Problem description: For the entries below, repeat exactly each line starting with the one that contains "PR #29751, opened 2020-12-10" and going on through the one that contains "Disable the default", and no others.

Entries supplied:
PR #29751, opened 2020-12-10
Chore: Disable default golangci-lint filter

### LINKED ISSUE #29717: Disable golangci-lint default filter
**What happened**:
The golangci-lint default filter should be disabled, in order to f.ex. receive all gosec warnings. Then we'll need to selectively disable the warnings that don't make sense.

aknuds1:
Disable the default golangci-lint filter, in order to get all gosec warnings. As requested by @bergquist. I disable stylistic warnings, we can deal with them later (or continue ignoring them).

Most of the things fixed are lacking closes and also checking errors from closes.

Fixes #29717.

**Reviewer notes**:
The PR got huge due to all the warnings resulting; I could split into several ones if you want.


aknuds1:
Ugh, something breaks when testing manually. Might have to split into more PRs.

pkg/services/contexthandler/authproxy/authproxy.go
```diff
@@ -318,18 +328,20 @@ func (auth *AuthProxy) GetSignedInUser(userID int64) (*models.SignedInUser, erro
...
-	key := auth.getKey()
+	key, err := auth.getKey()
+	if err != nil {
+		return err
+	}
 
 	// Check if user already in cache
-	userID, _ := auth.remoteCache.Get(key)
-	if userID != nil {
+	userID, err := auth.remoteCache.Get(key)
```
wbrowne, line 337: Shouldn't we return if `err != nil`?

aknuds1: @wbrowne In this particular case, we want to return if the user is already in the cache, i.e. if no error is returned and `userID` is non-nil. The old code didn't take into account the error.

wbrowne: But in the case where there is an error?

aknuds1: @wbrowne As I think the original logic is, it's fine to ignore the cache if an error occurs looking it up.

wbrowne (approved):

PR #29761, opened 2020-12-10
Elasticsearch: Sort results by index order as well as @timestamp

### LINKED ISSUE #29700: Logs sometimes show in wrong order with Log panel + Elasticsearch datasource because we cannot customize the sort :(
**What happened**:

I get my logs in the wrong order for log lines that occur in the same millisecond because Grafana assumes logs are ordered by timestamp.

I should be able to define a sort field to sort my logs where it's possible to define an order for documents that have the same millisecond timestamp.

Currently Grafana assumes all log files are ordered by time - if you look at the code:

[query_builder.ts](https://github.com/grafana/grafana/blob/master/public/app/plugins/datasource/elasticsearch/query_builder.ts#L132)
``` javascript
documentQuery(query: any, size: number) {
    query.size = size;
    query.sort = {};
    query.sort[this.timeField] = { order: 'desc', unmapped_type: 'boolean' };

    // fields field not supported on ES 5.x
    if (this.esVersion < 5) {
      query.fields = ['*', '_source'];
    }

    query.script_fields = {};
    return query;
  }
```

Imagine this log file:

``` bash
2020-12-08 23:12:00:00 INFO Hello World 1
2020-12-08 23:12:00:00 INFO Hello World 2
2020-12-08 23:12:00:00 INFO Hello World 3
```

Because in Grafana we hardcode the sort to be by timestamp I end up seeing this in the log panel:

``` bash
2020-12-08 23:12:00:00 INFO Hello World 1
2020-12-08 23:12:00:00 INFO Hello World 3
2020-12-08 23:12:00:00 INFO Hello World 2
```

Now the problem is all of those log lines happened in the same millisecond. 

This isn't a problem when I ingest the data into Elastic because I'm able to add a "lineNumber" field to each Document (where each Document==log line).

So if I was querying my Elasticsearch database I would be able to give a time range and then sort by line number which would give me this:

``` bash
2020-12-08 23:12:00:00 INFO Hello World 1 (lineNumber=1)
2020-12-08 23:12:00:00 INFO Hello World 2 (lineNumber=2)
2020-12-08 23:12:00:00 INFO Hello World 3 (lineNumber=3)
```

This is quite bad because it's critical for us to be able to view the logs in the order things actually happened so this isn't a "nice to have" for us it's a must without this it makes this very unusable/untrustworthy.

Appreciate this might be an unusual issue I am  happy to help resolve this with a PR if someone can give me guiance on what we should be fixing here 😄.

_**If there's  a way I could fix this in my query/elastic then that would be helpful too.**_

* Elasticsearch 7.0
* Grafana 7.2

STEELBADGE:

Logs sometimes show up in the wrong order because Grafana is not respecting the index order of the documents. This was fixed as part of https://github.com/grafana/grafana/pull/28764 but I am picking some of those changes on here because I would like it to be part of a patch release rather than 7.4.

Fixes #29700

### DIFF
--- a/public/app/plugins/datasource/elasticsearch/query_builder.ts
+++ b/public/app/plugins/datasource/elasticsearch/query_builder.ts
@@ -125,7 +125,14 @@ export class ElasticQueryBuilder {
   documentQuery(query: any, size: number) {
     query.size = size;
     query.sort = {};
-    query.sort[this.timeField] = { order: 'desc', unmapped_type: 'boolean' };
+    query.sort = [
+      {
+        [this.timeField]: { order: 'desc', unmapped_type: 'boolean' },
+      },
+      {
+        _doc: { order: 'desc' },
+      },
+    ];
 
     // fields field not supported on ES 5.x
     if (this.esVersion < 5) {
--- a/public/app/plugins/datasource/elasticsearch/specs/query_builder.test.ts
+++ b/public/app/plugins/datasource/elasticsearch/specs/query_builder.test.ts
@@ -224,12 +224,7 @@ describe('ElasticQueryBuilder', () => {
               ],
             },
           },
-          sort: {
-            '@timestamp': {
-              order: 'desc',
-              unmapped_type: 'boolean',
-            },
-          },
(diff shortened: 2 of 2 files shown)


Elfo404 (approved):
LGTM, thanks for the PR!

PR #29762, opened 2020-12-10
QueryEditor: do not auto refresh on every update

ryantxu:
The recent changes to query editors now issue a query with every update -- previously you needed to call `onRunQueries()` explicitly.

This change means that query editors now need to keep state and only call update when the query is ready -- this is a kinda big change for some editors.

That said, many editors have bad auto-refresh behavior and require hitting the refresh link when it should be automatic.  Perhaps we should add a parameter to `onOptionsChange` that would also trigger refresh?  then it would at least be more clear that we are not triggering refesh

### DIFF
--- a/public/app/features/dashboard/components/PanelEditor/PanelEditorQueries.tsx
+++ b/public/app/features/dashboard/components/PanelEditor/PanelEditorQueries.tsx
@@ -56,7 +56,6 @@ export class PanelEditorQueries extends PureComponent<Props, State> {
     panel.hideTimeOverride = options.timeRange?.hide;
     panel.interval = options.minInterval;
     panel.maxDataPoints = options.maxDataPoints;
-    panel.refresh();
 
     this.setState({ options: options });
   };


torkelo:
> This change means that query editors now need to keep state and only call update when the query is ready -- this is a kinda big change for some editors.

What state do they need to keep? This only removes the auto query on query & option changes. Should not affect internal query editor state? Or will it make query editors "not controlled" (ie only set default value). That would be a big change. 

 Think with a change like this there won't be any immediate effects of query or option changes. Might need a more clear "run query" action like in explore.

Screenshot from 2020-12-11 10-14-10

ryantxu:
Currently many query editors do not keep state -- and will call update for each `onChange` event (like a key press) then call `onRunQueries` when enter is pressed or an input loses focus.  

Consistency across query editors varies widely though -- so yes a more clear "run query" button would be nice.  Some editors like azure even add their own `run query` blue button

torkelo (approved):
---
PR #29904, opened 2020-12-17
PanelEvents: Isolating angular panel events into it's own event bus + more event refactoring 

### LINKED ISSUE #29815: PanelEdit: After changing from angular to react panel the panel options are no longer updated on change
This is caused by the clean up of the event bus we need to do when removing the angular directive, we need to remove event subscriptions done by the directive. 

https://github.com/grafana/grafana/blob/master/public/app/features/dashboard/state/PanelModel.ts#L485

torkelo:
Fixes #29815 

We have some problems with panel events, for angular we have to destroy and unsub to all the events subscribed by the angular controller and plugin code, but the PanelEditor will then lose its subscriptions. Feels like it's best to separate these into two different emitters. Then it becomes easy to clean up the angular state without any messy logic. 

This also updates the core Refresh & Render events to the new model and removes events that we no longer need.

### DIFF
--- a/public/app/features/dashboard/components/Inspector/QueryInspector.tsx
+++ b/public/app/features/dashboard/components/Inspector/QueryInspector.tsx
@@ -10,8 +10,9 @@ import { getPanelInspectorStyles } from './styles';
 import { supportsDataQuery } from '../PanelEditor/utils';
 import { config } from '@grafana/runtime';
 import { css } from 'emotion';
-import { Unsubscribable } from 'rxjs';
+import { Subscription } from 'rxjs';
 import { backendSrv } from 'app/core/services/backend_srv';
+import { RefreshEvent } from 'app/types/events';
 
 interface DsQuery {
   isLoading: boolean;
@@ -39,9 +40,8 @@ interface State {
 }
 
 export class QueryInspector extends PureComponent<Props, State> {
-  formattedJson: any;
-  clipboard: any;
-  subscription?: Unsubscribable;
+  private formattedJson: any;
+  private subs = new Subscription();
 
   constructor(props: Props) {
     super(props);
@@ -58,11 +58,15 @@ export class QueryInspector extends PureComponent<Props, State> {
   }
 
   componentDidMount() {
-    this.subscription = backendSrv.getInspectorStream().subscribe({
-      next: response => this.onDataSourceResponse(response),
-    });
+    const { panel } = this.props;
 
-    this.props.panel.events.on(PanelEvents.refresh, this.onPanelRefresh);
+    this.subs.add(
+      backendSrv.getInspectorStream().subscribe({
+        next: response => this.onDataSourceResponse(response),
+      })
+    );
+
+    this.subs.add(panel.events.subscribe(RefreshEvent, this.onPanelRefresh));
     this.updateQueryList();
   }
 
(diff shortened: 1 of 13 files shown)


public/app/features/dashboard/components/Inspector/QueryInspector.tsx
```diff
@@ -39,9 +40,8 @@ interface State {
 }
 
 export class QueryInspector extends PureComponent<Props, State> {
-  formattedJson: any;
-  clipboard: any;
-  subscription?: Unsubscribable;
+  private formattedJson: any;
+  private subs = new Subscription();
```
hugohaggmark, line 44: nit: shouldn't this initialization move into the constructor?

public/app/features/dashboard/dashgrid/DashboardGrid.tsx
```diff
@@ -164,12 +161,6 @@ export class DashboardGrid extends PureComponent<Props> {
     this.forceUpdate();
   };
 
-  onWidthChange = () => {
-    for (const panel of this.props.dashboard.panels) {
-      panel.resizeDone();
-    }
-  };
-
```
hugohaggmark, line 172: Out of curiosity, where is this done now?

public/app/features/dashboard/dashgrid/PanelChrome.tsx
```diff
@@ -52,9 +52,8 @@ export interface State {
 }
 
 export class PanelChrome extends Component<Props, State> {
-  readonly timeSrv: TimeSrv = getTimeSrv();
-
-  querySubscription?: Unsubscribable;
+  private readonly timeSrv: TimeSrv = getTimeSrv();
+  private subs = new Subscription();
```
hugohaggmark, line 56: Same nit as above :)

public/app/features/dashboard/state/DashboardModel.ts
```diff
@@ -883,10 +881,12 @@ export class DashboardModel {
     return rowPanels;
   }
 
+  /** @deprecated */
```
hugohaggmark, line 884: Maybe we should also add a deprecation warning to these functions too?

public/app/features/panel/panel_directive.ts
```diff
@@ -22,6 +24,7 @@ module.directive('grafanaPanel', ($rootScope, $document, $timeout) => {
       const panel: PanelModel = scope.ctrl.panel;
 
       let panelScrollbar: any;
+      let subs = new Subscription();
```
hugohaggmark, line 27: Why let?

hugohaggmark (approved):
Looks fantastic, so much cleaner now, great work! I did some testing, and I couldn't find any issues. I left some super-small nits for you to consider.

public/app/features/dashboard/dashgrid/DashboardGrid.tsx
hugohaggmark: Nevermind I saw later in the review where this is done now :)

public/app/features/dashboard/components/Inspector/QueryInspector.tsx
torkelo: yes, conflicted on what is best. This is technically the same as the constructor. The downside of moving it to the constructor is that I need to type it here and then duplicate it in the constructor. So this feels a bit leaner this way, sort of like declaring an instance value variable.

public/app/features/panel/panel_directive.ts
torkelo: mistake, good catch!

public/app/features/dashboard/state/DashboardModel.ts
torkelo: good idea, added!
--
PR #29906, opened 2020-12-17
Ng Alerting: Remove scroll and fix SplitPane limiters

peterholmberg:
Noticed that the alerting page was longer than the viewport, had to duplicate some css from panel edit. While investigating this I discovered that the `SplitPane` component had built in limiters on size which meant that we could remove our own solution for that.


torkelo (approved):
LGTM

Solution to this task:
PR #29751, opened 2020-12-10
Chore: Disable default golangci-lint filter

### LINKED ISSUE #29717: Disable golangci-lint default filter
**What happened**:
The golangci-lint default filter should be disabled, in order to f.ex. receive all gosec warnings. Then we'll need to selectively disable the warnings that don't make sense.

aknuds1:
Disable the default golangci-lint filter, in order to get all gosec warnings. As requested by @bergquist. I disable stylistic warnings, we can deal with them later (or continue ignoring them).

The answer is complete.